North Korea has fired two suspected short-range ballistic missiles into the sea in its fourth weapons test this month, South Korea’s military said, as Pyongyang continues a wave of missile launches that have triggered condemnation at the United Nations.
South Korea’s Joint Chiefs of Staff said on Monday that the North likely fired two ballistic missiles from the Sunan airport in the capital, and that they travelled 380km (236 miles) to a maximum altitude of 42km (26 miles)
Japan’s government also reported the launch and condemned the tests as a threat to the region’s peace and security.
Nobuo Kishi, the Japanese defence minister, said the missiles appeared to have landed in the ocean near North Korea’s east coast.
“It is self-evident that the aim of North Korea’s frequent missile launches is to improve their missile technology,” he told reporters.
“The repeated launching of North Korea’s ballistic missiles is a grave problem for the international community, including Japan,” Kishi added.
The United States military’s Indo-Pacific Command said it assessed that the launch did not pose an immediate threat to the US or its allies, but “these missile launches highlight the destabilising impact of (North Korea’s) illicit weapons programme”.

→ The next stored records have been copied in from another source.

Issue #597, opened 2026-03-10
Enhance topbar filters


lterm:
## Feature Request

Currently, a Type filter exists to distinguish between folders and files. We propose a broader overhaul of the filtering system in the topbar.
We want to add filters by Filetype categories, Contact, Date modified, and Source.

<img width="852" height="256" alt="Image" src="https://github.com/user-attachments/assets/c8685d47-e74a-4a1a-8e22-3ca5bfd0d1bc" />

**Proposal**

Proposed filters: 

- **File type** 

Replace the current binary folder/file toggle with file type categories:
Text documents: .doc, .docx, .odt, .txt...
Spreadsheets: .xls, .xlsx, .ods, .csv...
Presentations : .ppt, .pptx, .odp...
PDF 
Images : png, .jpg, .svg, .gif, tiff...
Videos  .mp4, .mov, .avi...
Archives .zip, .tar, .gz...
Audio .mp3, .wav, .ogg...
Others : any unmatched MIME type

- **Contact**

Filter files by people involved in sharing, regardless of direction (shared by or shared with). 
The filter returns files where the selected contact is involved in any sharing relationship with the current user.

UX question: Should the default state show a contact search input, or pre-populate with the most frequently interacted collaborators?

- **Date modified**

Filter by last modification date using preset ranges: Today / Yesterday / Last 7 days / Last 30 days / Custom range (date picker)

- **Source**

Filter files by their origin/integration source: Visio (recordings), Docs, Grist, Mail (email attachments) (extensible as new integrations are added)
This is especially relevant to highlight upcoming interoperability features with external tools.
It will only be visible once the corresponding interoperability features are available. It is documented here to inform the design system early and ensure future compatibility.

**Describe alternatives you've considered**

**Discovery, Documentation, Adoption, Migration Strategy**

- Filters should be combinable.
- Active filters should be clearly visible and individually dismissable.

robin-lecomte:
[Here is the mockup](https://www.figma.com/design/XDjWHDLIiNY4mtpyj21EVK/Drive?node-id=9171-8091&t=HgYth0ZOO7FgLdHd-1)

**File type**
_Keep fewer than 10 categories to comply with Hick’s Law + grouping categories semantically_
Text document: .doc, .docx, .odt, .txt, .rtf, .md, .pages
Slides: .ppt, .pptx, .odp, .key
Spreadsheet: .xls, .xlsx, .ods, .csv, .tsv, .numbers
PDF: .pdf
[...]

PR #712, opened 2026-05-15
Enhance filters

kernicPanel:
## Purpose

Currently, a Type filter exists to distinguish between folders and files.
#597 proposes a broader overhaul of the filtering system in the topbar,
adding filters by file type categories, contact, date modified and source,
so users can find items faster.

## Proposal

Add three combinable topbar filters, available in every explorer listing
(list, children, recents and favorites):

- [x] filter by file type category (document, slides, spreadsheet, pdf, image, video, audio, archive, other), based on filename extension — folders are always kept so navigation is not broken
- [x] filter by shared contact, matching items shared with or by the selected user; a new `/users/contacts/` endpoint lists the current user's frequent contacts to pre-populate the picker
- [x] filter by modification date, with preset ranges and a custom date picker
- [x] enrich `create_demo` with file type and sharing fixtures to exercise the filters

The Source filter is out of scope: it depends on interoperability features
not yet available.

Part of #597


src/backend/core/tests/test_api_users_contacts.py
```diff
@@ -0,0 +1,135 @@
...
+
+
+def test_api_users_contacts_anonymous():
+    """Anonymous users should not be allowed to list their contacts."""
+    client = APIClient()
+    response = client.get("/api/v1.0/users/contacts/")
+    assert response.status_code == 401
+
+
+def test_api_users_contacts():
```
lunika, line 41: At lest one test should have an assertion against the complete response json to check what is return

src/backend/core/api/viewsets.py
```diff
@@ -252,6 +252,40 @@ def get_me(self, request):
...
+        frequency = db.Count("itemaccess", filter=shared_with)
+        contacts = (
+            models.User.objects.filter(is_active=True)
+            .filter(shared_with | shared_by)
+            .exclude(pk=user.pk)
+            .annotate(frequency=frequency)
+            .order_by("-frequency", "email")[: settings.API_USERS_LIST_LIMIT]
+        )
+
+        return drf.response.Response(self.get_serializer(contacts, many=True).data)
```
lunika, line 308: I don't know if all the user information should be returned or only the `full_name` and `short_name` to not leak PII

src/backend/core/api/filters.py
```diff
@@ -1,26 +1,92 @@
...
         model = models.Item
-        fields = ["title", "type"]
+        fields = ["title", "type", "category", "contact", "updated_at"]
+
+    @staticmethod
+    def _extensions_q(extensions):
+        """Build a Q matching filenames ending with one of the given extensions."""
+        matched = Q()
+        for extension in extensions:
+            matched |= Q(filename__iendswith=extension)
```
lunika: Not sure this can scale or if we should extract the extension in a dedicated column

kernicPanel: I think it will be ok. Let's put this on real world context before rethinking this.

src/backend/demo/tests/test_commands_create_demo.py
```diff
@@ -32,3 +33,50 @@ def test_commands_create_demo():
     # assert dev users have doc accesses
     user = models.User.objects.get(email="drive@drive.world")
     assert models.ItemAccess.objects.filter(user=user).exists()
+
+
+@override_settings(DEBUG=True)
+def test_commands_create_demo_shares_dev_users_items_with_demo_users():
+    """The create_demo command should share existing dev users items with demo users."""
+    call_command("create_demo")
```
NathanVss, line 42: I'd like to assert before the `call_command` call that there is not items in db.

src/backend/demo/management/commands/create_demo.py
```diff
@@ -128,7 +188,22 @@ def create_items(users):
         yield create_item(user)
 
 
-def create_demo(stdout):
+def create_file_type_items(user):
+    """Create one ready file for each file type category described in issue #597."""
+    for file_type_item in FILE_TYPE_ITEMS:
+        yield create_item(
```
NathanVss, line 204: What is the use of a generator for now?

src/backend/core/enums.py
```diff
@@ -10,3 +10,39 @@
...
+        ".tiff",
+        ".webp",
+        ".bmp",
+        ".heic",
+        ".ico",
+    ],
+    "video": [".mp4", ".mov", ".avi", ".mkv", ".webm", ".wmv"],
+    "audio": [".mp3", ".wav", ".ogg", ".aac", ".flac", ".m4a"],
+    "archive": [".zip", ".tar", ".gz", ".rar", ".7z", ".bz2"],
+}
```
NathanVss, line 25: Keeping the dot `.` is maybe not needed?

I am not against using extension, but by curiosity: is there a reason to not use mime type?

src/backend/core/api/viewsets.py
```diff
@@ -690,7 +690,7 @@ def list(self, request, *args, **kwargs):
         filter_data = filterset.form.cleaned_data
 
         # Filter as early as possible on fields that are available on the model
-        for field in ["is_creator_me", "title", "type"]:
+        for field in ["is_creator_me", "title", "type", "category"]:
```
NathanVss: I am starting to think  this loop with exhaustive filters needed to be defined is not necessarily a good pattern, we are doing this only because we want to apply the favorite filter after the annotation. WDYT?

We could do smth like: 

```
EARLY_FILTERS = [f for f in filterset.filters if f != "is_favorite"]
for field in EARLY_FILTERS:
    queryset = filterset.filters[field].filter(queryset, filter_data[field])
```

lunika (approved):

src/backend/core/api/viewsets.py
```diff
@@ -252,6 +252,40 @@ def get_me(self, request):
...
+        # yields at least one item.
+        shared_items = models.Item.objects.filter(
+            db.Q(accesses__user=user) | db.Q(accesses__team__in=user.teams),
+            hard_deleted_at__isnull=True,
+            ancestors_deleted_at__isnull=True,
+        )
+
+        shared_with = db.Q(itemaccess__item_id__in=shared_items.values("pk"))
+        shared_by = db.Q(pk__in=shared_items.values("creator_id"))
+        frequency = db.Count("itemaccess", filter=shared_with)
```
NathanVss: Maybe I am missing smth: why is the frequency not taking shared_by into account?

src/backend/core/api/viewsets.py
```diff
@@ -252,6 +252,40 @@ def get_me(self, request):
...
+        contacts = (
```
NathanVss, line 283: Aside: we should maybe be careful with the performance of this request on production. Makes me think that we should maybe think in the near future of some sort of performance testing with a well populated db and make sure on the ci the execution time of the critical query does not explodes after changes

NathanVss: I am thinking of duplicated exec of `shared_with`, as django does not handle CTE

src/frontend/apps/drive/src/features/i18n/translations.json
```diff
@@ -867,6 +881,20 @@
...
+              "powerpoint": "Présentation",
+              "calc": "Tableur",
+              "pdf": "PDF",
+              "image": "Image",
+              "video": "Vidéo",
+              "audio": "Audio",
+              "archive": "Archive",
+              "other": "Autre"
+            }
+          },
```
NathanVss, line 934: Seems you forgot nl translation. ( We should setup a ci job for this imo )

src/frontend/apps/drive/src/features/explorer/components/app-view/ExplorerFilters.tsx
```diff
@@ -54,10 +64,114 @@ export const ExplorerFilters = () => {
...
+      )}
     </div>
   );
 };
 
+const CONTACT_RESET = "__contact_reset__";
+
+type ContactItem = { id: string; label: string; user?: User };
+
+export const ExplorerFilterContact = (props: {
```
NathanVss: Two things about contacts:

- I noticed that a `/contacts` api call is made each time we navigate to a folder ( even when switching tabs ), even without opening the filter. Imo It should only be called when performing a contact search when the filter is opened. The contact call could be a bit costly moreover.

- The contacts route only returns 5 users and does not takes a search parameter, so if we have dozens of contacts, if we search for a contact not into the 5 top most ones, we will never find it, right? 

WDYT about having a contact route that takes a search parameters to apply the filter on the backend side?

src/frontend/apps/drive/src/features/explorer/components/app-view/ExplorerFilters.scss
NathanVss, line 1: Image

I am not sure that the date picker are intended to be displayed in the top bar zone. I do not see this on figma

https://www.figma.com/design/XDjWHDLIiNY4mtpyj21EVK/Drive?node-id=9171-8091&t=ZxmdKk58OkQE3L8g-0

maybe I missed a conversation between you and @robin-lecomte ?

src/frontend/apps/drive/src/features/explorer/components/app-view/ExplorerFilters.scss
```diff
@@ -2,6 +2,9 @@
   display: flex;
   align-items: center;
   gap: 0.5rem;
+
+  // Match the custom date range picker height with the filter buttons (32px).
+  --c--components--forms-datepicker--height: 32px;
```
NathanVss, line 7: Not sure that this is going to be needed ( depends on my previous comment about the top bar )

src/frontend/apps/drive/src/features/i18n/translations.json
```diff
@@ -907,6 +919,18 @@
             "empty": "Aucun contact trouvé",
             "reset": "Réinitialiser"
           },
+          "modified": {
```
NathanVss, line 941: + nl

src/frontend/apps/e2e/__tests__/app-drive/filters.spec.ts
```diff
@@ -0,0 +1,128 @@
...
+    filtersBar.getByRole("button", { name: /^Modified/ }),
+  ).toBeVisible();
+  // The contact filter requires authentication: its contacts request would
+  // get a 401 and redirect the anonymous visitor to the 401 page.
+  await expect(
+    filtersBar.getByRole("button", { name: /^Shared with/ }),
+  ).not.toBeVisible();
+  expect(anonPage.url()).toBe(folderUrl);
+
+  await anonContext.close();
```
NathanVss, line 192: Would be great to make sure those filters work with an anon user too

NathanVss (commented):
Nice improvements, well done 👏

I'm available to talk about those comment if you need 😊

src/backend/core/enums.py
kernicPanel: I removed the `.` in the enum.
About the mime type, I agree we should use it too, but I'm wondering if it's not overkill.

src/backend/demo/management/commands/create_demo.py
kernicPanel: I used it only to match `create_items`.

NathanVss (approved):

North Korea has carried out a series of launches since the start of the year, announcing last week the successful test of a hypersonic weapon observed by leader Kim Jong Un.
On Friday, it also fired two missiles from a train.
Nuclear-armed Pyongyang is banned from testing ballistic weapons by the UN, and denuclearisation talks have been stalled since 2019 when a summit between Kim and former US President Donald Trump collapsed over North Korean demands for sanctions relief.
The North Korean foreign ministry on Friday chastised the US for imposing new sanctions in response to the tests, accusing Washington of a “confrontational approach”.
The US is also urging the UN to take firmer action against North Korea over the latest tests.
Some experts say Kim is returning to his old technique of using weapons launches and threats to extract concessions from the US in any future engagements.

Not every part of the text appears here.